TASK REQUIREMENTS | A single number is the answer: how many lines of the data hold "restarting"?
------ INPUT DATA ------
PR #457, opened 2017-06-18
Update appengine-go to 1.9.54

rasa:


rasa:
Used updated https://github.com/rasa/scoops/blob/master/check_https.py

PR #462, opened 2017-06-23
Fix checkver in gifcam

rasa:


rasa:
On my system, the \s+ wasn't matching the UTF-8 non-breaking spaces (0xc2 0xa0).

PR #469, opened 2017-06-29
Use same approach for download URL as official Docker images for Tomcat

se35710:
Tomcat Archive does not always carry the latest versions of Tomcat. This commit reuses the official [Dockerfile](https://github.com/docker-library/tomcat/blob/5ac222d258dc70c77bb3a9a4fab81ea286c9abd1/8.5/jre8/Dockerfile#L49) way.


r15ch13:
`"find": "([a-fA-F0-9]+)"` and `"mode": "extract"` can be omitted, because they are the default.

se35710:
@r15ch13 I think `^([a-fA-F0-9]+)$` and `([a-fA-F0-9]+)\s+\*?(?:$basename)` is the default, but in this case, scoop assigns closer.cgi to `$basename`, and is therefor unable to find the hash value in the `.sha1`-file,

r15ch13:
You are absolutely right. I didn't think about that 👍

Issue #470, opened 2017-06-29
Autoupdating of Eclipse packages


se35710:
Version 4.7.0 (Oxygen) of Eclipse was released yesterday, hence [versions.txt](https://github.com/se35710/train-to-version/blob/master/versions.txt) was updated. Manually running `auto-pr` and/or `checkver` updates the manifests correctly.

Looking at the web server log files, I can see requests from what I presume is the auto-pr running in @r15ch13 Docker container, but the manifests are not pushed to this repo.

Also, the sha512 file is requested, but then the following request is for the zip file (I guess for calculating checksums?)

r15ch13:
I get `The remote server returned an error: (302) Found.` messages in my container. That is a problem with Powershell 6 on Unix...  HTTP 302 is handled as an error code instead of an actual redirect.

se35710:
Well isn't that a nice bug^H^H^Hfeature... It might be [this issue](https://github.com/PowerShell/PowerShell/issues/2896) though, because some redirects are from https to http. Future versions of Powershell should support `-allowInsecureRedirect`.

Until then, should I push them in manually by PR instead?

PR #473, opened 2017-06-30
Eclipse Oxygen (4.7.0)

se35710:
In reference to #470.


r15ch13:
Should we move the 4.6 to the versions bucket?

se35710:
`scoop install eclipse-<whatever>@<version>` works, so I don't see the need for it in the versions bucket.

PR #483, opened 2017-07-19
Fix extract_dir for oracle-(jre|jre-server) 8u141-b15

se35710:
Seems that auto-pr does not work with match groups. Should I create an issue?


r15ch13:
Strange, `auto-pr.ps1` simply calls `checkver.ps1`. If I run it locally it works. Maybe something strange with Powershell 6 on Linux again :grin:

PR #485, opened 2017-07-23
Simple DHCP server (for use with Hyper-V or other use case)

se35710:


r15ch13:
No `bin` or `persist` (for `dhcpsrv.ini`) properties?

se35710:
You are correct 👍. I've added `persist` and `shortcuts`. `bin` is not necessary.

PR #489, opened 2017-07-30
added a basic zeronet app manifest

jfmherokiller:


r15ch13:
Thanks. Interesting program 👍 

Too bad they don't use GitHub releases ... auto updating this will not work. :cry:

jfmherokiller:
yes, I tried to figure out how their upload setup works and it seems they have a repo containing a version of the program compiled for windows with all dependencies and have a link to the master.zip of that repo.

PR #500, opened 2017-08-17
Add hack ttf font version 1.2.0.

matthewjberger:
Adds the monospace programming ttf font "Hack"

### DIFF
--- a/hack-font.json
+++ b/hack-font.json
@@ -1,0 +1,32 @@
+{
+    "version":  "1.2.0",
+    "license":  "MIT",
+    "url":  "https://github.com/source-foundry/Hack-windows-installer/releases/download/1.2.0/HackWindowsInstaller.exe",
+    "homepage":  "http://sourcefoundry.org/hack/",
+    "checkver": {
+        "github" : "https://github.com/source-foundry/Hack-windows-installer"
+    },
+    "autoupdate": {
+        "url": "https://github.com/source-foundry/Hack-windows-installer/releases/download/$version/HackWindowsInstaller.exe"
+    },
+    "hash":  "d566623369d830afa7e4680ffdee13a2aac2b739fd58725a79ea793eabdb1428",
+    "installer": {
+        "file": "HackWindowsInstaller.exe",
+        "args": [
+            "/VERYSILENT",
+            "/DIR=$dir",
+            "/SUPPRESSMSGBOXES",
+            "/NORESTART",
+            "/CLOSEAPPLICATIONS",
+            "/NORESTARTAPPLICATIONS"
+        ]
+    },
+    "uninstaller": {
+        "file": "unins000.exe",
+        "args": [
+            "/VERYSILENT",
+            "/SUPPRESSMSGBOXES",
+            "/NORESTART"
+        ]
+    }
+}


r15ch13:
hm, maybe we could create an installer/uninstaller script for https://nerdfonts.com/ instead and provide them in an extra bucket?

r15ch13:
Maybe a bit complicated, because we need to keep track of the files in the windows fonts directory 😁 
For the time being, lets add the hack installer 👍

r15ch13:
Potential installer :grin:
```powershell
gci . -filter '*Windows Compatible*' | % {
    New-ItemProperty -Path 'HKLM:\SOFTWARE\Microsoft\Windows NT\CurrentVersion\Fonts' -Name $_.Name.Replace($_.Extension, ' (TrueType)') -Value $_.Name -Force | Out-Null
    Copy-Item $_ -destination "$env:windir\Fonts"
}
```

matthewjberger:
I'm putting together a bucket now based on your comments. Good ideas!

matthewjberger:
I started the bucket [here](https://github.com/matthewjberger/scoop-nerd-fonts) but it still has a long way to go. I need to prevent the prompts in the installer and create an uninstaller. Right now the manifest for hack is setup and hooked into an install script and uninstall script, and a template is available for generating the other font manifests at some point.

r15ch13:
Take a look at my second snippet above. It also shows the process dialog but it copies all files at once (it's also way faster)
You could try to get admin privileges and run the first snippet, which doesn't show the process dialog at all. :smile:

matthewjberger:
The bucket is set up now. I made a [script that will generate the font manifests](https://github.com/matthewjberger/scoop-nerd-fonts/blob/master/bin/generate-manifests.ps1). 

There is also a font [installation script](https://github.com/matthewjberger/scoop-nerd-fonts/blob/master/bin/install-nerd-fonts.ps1) and an [uninstallation script](https://github.com/matthewjberger/scoop-nerd-fonts/blob/master/bin/uninstall-nerd-fonts.ps1).

Right now the installation and uninstallation methods are silent, but require admin privileges (and Powershell 4.0+). As far as I've observed, uninstalling via removing the registry key for the font and the font files from the windows fonts folder doesn't seem to work (although it might with a restart).

I'll continue trying to get the installation and uninstallation scripts to function as expected, ideally silently but I'm not sure if it can be done without admin rights unfortunately.

The Hack font installer lists [many of the issues that can occur when installing fonts manually on windows](https://github.com/source-foundry/Hack-windows-installer/blob/master/FontInstallationIssues.md). The issues I encountered were that fonts aren't visible directly after installation, the font data in the registry and font files can be different, and that fonts cannot be updated without restarting.

It was worth a shot though, and I'll leave the repository up so that if anyone wants to try and create a script that can install and uninstall fonts successfully they won't need to recreate the scaffolding for the manifests. 

Thank you for the ideas!

matthewjberger:
The fonts in the [nerd-fonts bucket](https://github.com/matthewjberger/scoop-nerd-fonts) now install and uninstall properly. Would you be able to take a look when you get a chance @r15ch13?

The [script that generates the manifests](https://github.com/matthewjberger/scoop-nerd-fonts/blob/master/bin/generate-manifests.ps1) uses the `checkver.ps1` from scoop to update the url, version, and hash of the manifests.

I was able to verify that the registry key is properly added and that the fonts were copied properly to the `%windir%\fonts` folder upon installation.
After uninstalling, the registry key is properly removed and the fonts are removed from the system fonts folder. 

And finally I checked that the font was considered 'installed' by running the following command and ripgrepping for the font name ( I installed `monoid-nf` for testing):

```
[void] [System.Reflection.Assembly]::LoadWithPartialName("System.Drawing")
(New-Object System.Drawing.Text.InstalledFontCollection).Families | rg Monoid
```

The result after installing was: `Monoid NF`, and after uninstalling with scoop it was still present. It was not present after restarting, so I added a note saying that a restart after uninstalling is required.

Would this eventually be added to the `buckets.json` file in the main repo?

r15ch13:
Nice!
Is it possible to run the installer script as Admin? Running it as a user results in errors because of the registry stuff. 😢

r15ch13:
https://github.com/lukesampson/scoop/commit/f79cb5d9eb3b380495a3e7441cbdf7aa0d74d5ae 🎉

matthewjberger:
The scripts work properly with admin rights, but I couldn't find a way to uninstall  the fonts that didn't require admin rights. Also, the method that didn't require admin rights put dialogs up when the font files existed in the system fonts folder already. 😞 I figured that silent was better and having admin rights was sensible for something like installing fonts in the end.

I'm definitely always open to any ideas that will improve the bucket though!

PR #506, opened 2017-08-26
Add dungeon crawl stone soup tiles and console version.

matthewjberger:
This adds manifests for the ASCII version and graphical version of the roguelike [Dungeon Crawl Stone Soup](https://crawl.develz.org/).


matthewjberger:
Hold on, actually. I noticed running the exes creates two folders in the directory where it is run. I'll see if there is a way around this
------
REPLY | 2